### ASSIGNMENT:
The expected answer holds every line from the first line of the data below through the line containing "so I guess we", exactly as written, and no other line.

### DATA SHOWN:
■ ■ ■ ■ ■ ■ ■

Issue #116, opened 2020-01-19
collect_results! : path


JonasIsensee:
When collecting results using `collect_results!` the path to the files is automatically added.
This is great but we currently add the full system-path.
For better portability one could change this to just save the path relative to the project-rootfolder.
Then things would stay coherent over different machines.

Datseris:
Such action is already implemented in `@tagsave` and company, at the point where we store the path to the script: see `function tag!` here https://github.com/JuliaDynamics/DrWatson.jl/blob/master/src/saving_tools.jl#L173

so I guess we just need `relpath(path, projectdir)`

PR #180, opened 2020-07-22
Use relpath in collect_results!

nmheim:
Addresses #116 

Removes `datadir()` from the path entry before adding a row to the collected results dataframe. I can change it to remove only `projectdir` instead, using the data directory just seemed more natural to me.

### DIFF
--- a/CHANGELOG.md
+++ b/CHANGELOG.md
@@ -1,3 +1,5 @@
+# 1.14.5
+* new keyword argument `rpath` for `collect_results!` that allows storing relative paths
 # 1.14.0
 * New macro `@onlyif` that allows placing restrictions on values in a dictionary used for expansion with `dict_list`
 # 1.13.1
--- a/CHANGELOG.md
+++ b/CHANGELOG.md
@@ -1,4 +1,4 @@
-# 1.14.5
+# 1.14.6
 * new keyword argument `rpath` for `collect_results!` that allows storing relative paths
 # 1.14.0
 * New macro `@onlyif` that allows placing restrictions on values in a dictionary used for expansion with `dict_list`
--- a/src/result_collection.jl
+++ b/src/result_collection.jl
@@ -36,6 +36,8 @@ See also [`collect_results`](@ref).
   for result-files.
 * `valid_filetypes = [".bson", ".jld", ".jld2"]`: Only files that have these
   endings are interpreted as result-files. Other files are skipped.
+* `rpath = nothing` : If not `nothing` stores `relpath(file,rpath)` of result-files
+  in `df`. By default the absolute path is used.
 * `verbose = true` : Print (using `@info`) information about the process.
 * `white_list` : List of keys to use from result file. By default
   uses all keys from all loaded result-files.
--- a/src/result_collection.jl
+++ b/src/result_collection.jl
@@ -103,11 +103,11 @@ function collect_results!(filename, folder;
     for file ∈ allfiles
         is_valid_file(file, valid_filetypes) || continue
         # maybe use relative path
-        file = isnothing(rpath) ? file : relpath(file, rpath)
+        file = rpath === nothing ? file : relpath(file, rpath)
         #already added?
         file ∈ existing_files && continue
 
-        data = isnothing(rpath) ? wload(file) : wload(joinpath(rpath, file))
+        data = rpath === nothing ? wload(file) : wload(joinpath(rpath, file))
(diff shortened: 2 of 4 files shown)


Datseris:
Thanks a lot. I would personally still vote to have the `projectdir` as the relative level:

1. For consistency with other functions that also use relative paths
2. Because it is not really necessary for "data" to be in `data` in the sense that some users (like me) typically create extra directories which may also contain things that can be collected.

src/result_collection.jl
```diff
@@ -88,7 +88,7 @@ function collect_results!(filename, folder;
         allfiles = String[]
         for (root, dirs, files) in walkdir(folder)
             for file in files
-                push!(allfiles, joinpath(root,file))
+                push!(allfiles, relpath(joinpath(root,file), datadir()))
```
Datseris, line 91: it might be worth it to make the relative directory a keyword argument, so that you have `rpath = projectdir()`, and use `rpath` in `relpath`.

Datseris: But I am not sure... At least that's how we do it in `tag!` where `gitpath` is given as argument., This way, if somneone really wants the absolute path, they can provide `""` as `rpath`.

JonasIsensee:
This needs some thought.

I fear that this is not general enough and I'm pretty sure it will break my workflow.
I work in a setup where all data raw and processed lies on different volumes.
(e.g. raw data on /scratch and processed on /data)
This is necessary due to the sheer amount of data and because data files are shared with my colleagues.

Therefore my data definitely does not lie within my `projectdir` and I heavily rely on the absolute file paths.
What I'm trying to say: What you have implemented looks good and can possibly be a reasonable default behaviour but there must be a way/ arg to retain the current behaviour.

nmheim:
Yes, of course that makes a lot of sense. Would a keyword argument along the lines of Datseris suggestion be ok? If so, should the default be to use the absolute path (to avoid breaking code) or the projectdir?

Datseris:
I agree with this. The default could be simply `nothing`, in which case absolute path is used, and otherwise be `projectdir()` or `datadir()`, in which case the relative with the given argument is saved. For backwards compatibility, the default has to be kept as `nothing`.

nmheim:
I added the keyword argument. In case you don't like the if statements with `isnothing` we could probably also do something like this:
```
maybe_relpath(file::String, rpath::Nothing) = file
maybe_relpath(file::String, rpath::String) = relpath(file, rpath)
```
Once we agree I can add an entry to the docstring as well :)

src/result_collection.jl
```diff
@@ -88,7 +89,7 @@ function collect_results!(filename, folder;
         allfiles = String[]
         for (root, dirs, files) in walkdir(folder)
             for file in files
-                push!(allfiles, relpath(joinpath(root,file), datadir()))
+                push!(allfiles, joinpath(root,file))
```
Datseris: Shouldn't there be a `isnothing(rpath)` clause here?

Datseris: And if true use `relpath(joinpath(root, file), rpath))` ?

nmheim: as it is written now all the checks for relative/absolute paths happen in the second loop: https://github.com/JuliaDynamics/DrWatson.jl/blob/ed6cee2110686c771d063923e9f093a77b25cd37/src/result_collection.jl#L104-L108

which is why I suggested using something like `maybe_relpath` (and then also `maybe_joinpath`), but I thought having it all in one loop is easier to read...

Datseris: Sorry, you are correct, I have simply not seen the entire code :)

nmheim:
Why do some of the tests fail with `isnothing` is not defined?

Datseris:
`isnothing` is not defined in Julia 1.0, only in later versions. Just use `rpath === nothing` instead.

Datseris:
@JonasIsensee feel free to merge once you also have a look.

CHANGELOG.md
```diff
@@ -1,3 +1,5 @@
+# 1.14.5
```
Datseris, line 1: Wait, the versions don't match right? I see below 1.14.6 in the Project file.

nmheim: ohhh, sorry! thanks for catching that.

nmheim:
Thank you for these quick replies guys! :)

JonasIsensee:
Looks good to me.
Thank you for your contribution, @nmheim!

PR #375, opened 2015-10-06
fixed user input not preserved if wrong decimal input

bertBruynooghe:
fixed error in user input preservation


semmons99:
Thanks!

PR #377, opened 2015-10-08
Fix validator invalid_currency error message look up path

fotos:
Instead of hardcoding the I18n message path for `invalid_currency` we should let Rails (ActiveModel) look up the message in all namespaces. This allows for more flexible messages and customization of the message per model / attribute.

The lookup path and the namespaces are described in detail in the guide:
http://guides.rubyonrails.org/i18n.html#error-message-scopes

This change is backwards compatible for existing applications.


semmons99:
awesome

PR #382, opened 2015-10-19
Relax monetize dependency; trust semver.

pda:
Depend on monetize `~> 1.1`, not `~> 1.3.0`.

This was [recently bumped from "~> 1.1.0" to "~> 1.3.0"][bump] in order to permit newer versions of monetize, however that blocks older versions for no reason.

Setting "~> 1.1" rolls back the minimum version to what it was before, while permitting future v1.x releases (which should be compatible according to semver) and still blocking potentially incompatible v2.x releases.

- [ ] Revert to `monetize ~> 1.1.0` to ensure build/tests still pass.
- [ ] Relax to `monetize ~> 1.1` to permit future backwards-compatible 1.x versions.

[bump]: https://github.com/RubyMoney/money-rails/pull/364

### DIFF
--- a/money-rails.gemspec
+++ b/money-rails.gemspec
@@ -27,7 +27,7 @@ Gem::Specification.new do |s|
   s.require_path = "lib"
 
   s.add_dependency "money",         "~> 6.5"
-  s.add_dependency "monetize",      "~> 1.3.0"
+  s.add_dependency "monetize",      "~> 1.1.0"
   s.add_dependency "activesupport", ">= 3.0"
   s.add_dependency "railties",      ">= 3.0"
 


pda:
Looks like money-rails specs introduced in https://github.com/RubyMoney/money-rails/pull/364 also introduce a dependency on monetize's NilClass extension which was added in 1.3. So the PR that bumped to 1.3 also broke support for older versions. That should be fixed?

Alternatively, the dependency should be set to `~> 1.3` not `~1.3.0`…

semmons99:
Seems like we should get this project compat with 1.3

pda:
I thought it was, as demonstrated by https://github.com/RubyMoney/money-rails/pull/364 which was merged into master.

antstorm:
Since we're already on `monetize 1.4`, I'm closing this. Feel free to reopen.

Issue #372, opened 2015-09-25
Issue with mass assignment of multiple monetized fields


datibbaw:
I have a model that has two monetized fields:

    monetize :minimum_order_free_delivery_cents, :default_delivery_fee_cents, allow_nil: true, with_model_currency: :currency

The problem I'm facing is when my record's `new()` or `create()` is called with multiple field assignments, e.g.:

    country_id: 6
    minimum_order_free_delivery: ''
    default_delivery_fee: '20'

The first assignment will implicitly set the model currency (e.g. country 6 uses HKD in our case); the second assignment sets the model currency to nil and the third assignment sets the model currency to the default currency.

Even if I set the currency after the `new()` is done, the multiplier may be have been wrongly applied at the third assignment.

My issue would be resolved if the model currency isn't touched when the money value is set to nil, but I'm open to ideas I haven't discovered yet :)

One way I've managed to make this work for now is to add a condition in the setter:

    def currency=(currency)
      super(currency) if currency
    end

semmons99:
Please submit a PR.

joekur:
We are running into this edge case as well. Ideally we think that if it is an instance-level currency column, that it should not be set to nil if assigning a nil money. If it is a per-field currency column, assigning that to nil seems appropriate. Happy to work on a pull if you agree @semmons99

joekur:
Here's a very simple fix: https://github.com/RubyMoney/money-rails/compare/master...joekur:instance-currency-assigning-nil

semmons99:
looks great, just submit the PR :smile:

datibbaw:
@joekur Thanks a lot! :smile_cat:

PR #385, opened 2015-10-27
Don't reset currency to nil for nil-able monetized fields

joekur:
See #372 for reference


semmons99:
Thanks!

datibbaw:
Thanks @semmons99 for merging this! Any idea when we can expect 1.4.2? :grin:

semmons99:
If the PRs slow down, probably this week.

Issue #394, opened 2015-12-03
More maintainable monetize function


GCorbel:
Hi,

I forked the repo to refactor the monetize function.

[Here is the main function](https://github.com/GCorbel/money-rails/blob/master/lib/money-rails/active_record/monetizable.rb#L97-L122). It still a lot of work to do. I plan to extract objects for `defined_currency_for_method`, `define_writer_method` and `define_reader_method`.

The goal is to increase the maintainability of the code. I hope it will be easier to read. Please, let me know what you think.

This is a part of the Christmas plan I have to contribute to open-source before the 24th of December, so, happy Christmas!

GCorbel:
I continued my work. I will be ready to do a PR tonight.

PR #395, opened 2015-12-04
Refactor the monetizable function

GCorbel:
PR for issue #394 

I did a refactoring. Basically, I extracted the long monetizable function in smaller objects. This is a just a proposition. There is probably other ways to do it. Please let me know what you think. 

If you agree, I will move specs to be unitary.

Thanks for very reliable tests.

### DIFF
--- a/lib/money-rails/active_record/model_extensions/attribute_reader.rb
+++ b/lib/money-rails/active_record/model_extensions/attribute_reader.rb
@@ -1,0 +1,59 @@
+module MoneyRails
+  module ActiveRecord
+    module ModelExtensions
+        class AttributeReader
+          attr_accessor :model, :name, :args, :attribute
+          def initialize(model, attribute, args)
+            @model = model
+            @name = attribute.name
+            @args = args
+            @attribute = attribute
+          end
+
+          def call
+            # Dont create a new Money instance if the values haven't been changed.
+            result = has_changed? ? memoized_value : change_amount
+            redefine_singletons(result)
+            result
+          end
+
+          private
+
+          def change_amount
+            # If amount is NOT nil (or empty string) load the amount in a Money
+            new_amount = Money.new(old_amount, attr_currency) unless old_amount.blank?
+
+            # Cache the value (it may be nil)
+            model.instance_variable_set "@#{name}", new_amount
+          end
+
+          def old_amount
+            @old_amount ||= model.public_send(attribute.subunit_name, *args)
+          end
+
+          def has_changed?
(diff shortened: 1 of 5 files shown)


semmons99:
I'm fine doing this. But it's a very large change. You need to ensure no new edge cases or bugs have been created by it.

GCorbel:
All tests are passing. I look at some possible use cases and I don't see what can be wrong. Can you give it a try?

antstorm:
I agree with @semmons99 on this one — huge change, but no new unit tests. All the new classes need to be properly tested in isolation.

Couple of other comments:

- Use `attr_reader`s instead of `attr_accessor`s, since you're not using setters
- `ModelExtensions` namespace is very misleading, since none of the included classes are actually extending model
- It seems that you've taken the "service"-object approach for `AttributeReader`, `AttributeWriter` and `CurrencyFinder`, but `MonetizableAttribute` is quite a different one, which makes it a bit confusing. Especially considering that they all live under the same namespace
- `AttributeReader`, `AttributeWriter` and `CurrencyFinder` can definitely share a common initializer for setting `model` and `name` attributes.

GCorbel:
@antstorm I agree with test in isolation but there is no new unit tests because there is no new behaviour.

I agree for other comments and will update my code.

Do you it's useful to continue this PR or it has no chance to be merged because it's a too big change?

antstorm:
@GCorbel yes, there's no new behaviour from the external API point of view, but there are now many more moving parts internally. This actually makes the whole thing much easier to test, which is really good.

I think that the best approach here would be to take this PR and split it into multiple ones (I guess 4 is the right number here, one per each new class and as a matter of fact — per each commit), each focusing on refactoring one part and new set of tests.

If you need help with writing tests — feel free to give me a shout. And btw, great work!

rafeDraper:
Hello @antstorm, I would like to contribute to this issue, since the last interaction is almost 4 years old, I would like to know if there is any update in it since there is an actual solution already committed.  I would like to begin by splitting them as mentioned in 4, and test them accordingly. 

@GCorbel (Great work!)

antstorm:
@rafeDraper help is always appreciated!

There's a half way solution in place to reduce the complexity in some of these methods, but nothing long term. The approach I had in mind was to move most of the logic into an initializable object and reduce the logic within the model itself down to interaction with that object. It needs further digging to figure out whether that actually works.

If you wanna start working on this — I'm happy to give you early feedback, so we can align on the best solution.

rafeDraper:
@antstorm Sure, I would love to contribute and help. Let me know how I can get more feedback on it.

PR #402, opened 2015-12-20
Fix rails 5 deprecations

richardvenneman:
In a Rails 5 project with money-rails the following deprecation warning is thrown:

```
DEPRECATION WARNING: alias_method_chain is deprecated. Please, use Module#prepend instead. From module, you can access the original method using super.
```

Apparently [this deprecation](https://github.com/rails/rails/pull/19434) has been around for a while and I fixed it based on what I've learned from this article: [Rails 5, Module#prepend, and the End of `alias_method_chain`](http://www.justinweiss.com/articles/rails-5-module-number-prepend-and-the-end-of-alias-method-chain/).

I also updated the deprecated config option `serve_static_assets` in favour of `serve_static_files`.

Please note that `Module#prepend` was introduced in Ruby 2.0. [Rails 5 requires Ruby 2.2.2 or newer](http://edgeguides.rubyonrails.org/upgrading_ruby_on_rails.html#ruby-versions) while Rails 4 prefers Ruby 2.0 but requires 1.9.3.

--

The tests are indeed failing on 1.9.3, but I'm not sure on how we could still support 1.9.3 while using `Module#prepend`.

### DIFF
--- a/lib/money-rails/money.rb
+++ b/lib/money-rails/money.rb
@@ -2,8 +2,9 @@ require "active_support/core_ext/module/aliasing.rb"
 require "active_support/core_ext/hash/reverse_merge.rb"
 
 class Money
+  alias_method :orig_format, :format
 
-  def format_with_settings(*rules)
+  def format(*rules)
     rules = normalize_formatting_rules(rules)
 
     # Apply global defaults for money only for non-nil values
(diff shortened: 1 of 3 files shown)


semmons99:
How about trying to use vanilla `alias` or `alias_method` so this doesn't break 1.9.3 compatibility?

richardvenneman:
Thanks for the suggestion @semmons99. Tests are now passing on 1.9.3.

■ ■ ■ ■ ■ ■ ■

### SOLVED PROBLEM:
Issue #116, opened 2020-01-19
collect_results! : path


JonasIsensee:
When collecting results using `collect_results!` the path to the files is automatically added.
This is great but we currently add the full system-path.
For better portability one could change this to just save the path relative to the project-rootfolder.
Then things would stay coherent over different machines.

Datseris:
Such action is already implemented in `@tagsave` and company, at the point where we store the path to the script: see `function tag!` here https://github.com/JuliaDynamics/DrWatson.jl/blob/master/src/saving_tools.jl#L173

so I guess we just need `relpath(path, projectdir)`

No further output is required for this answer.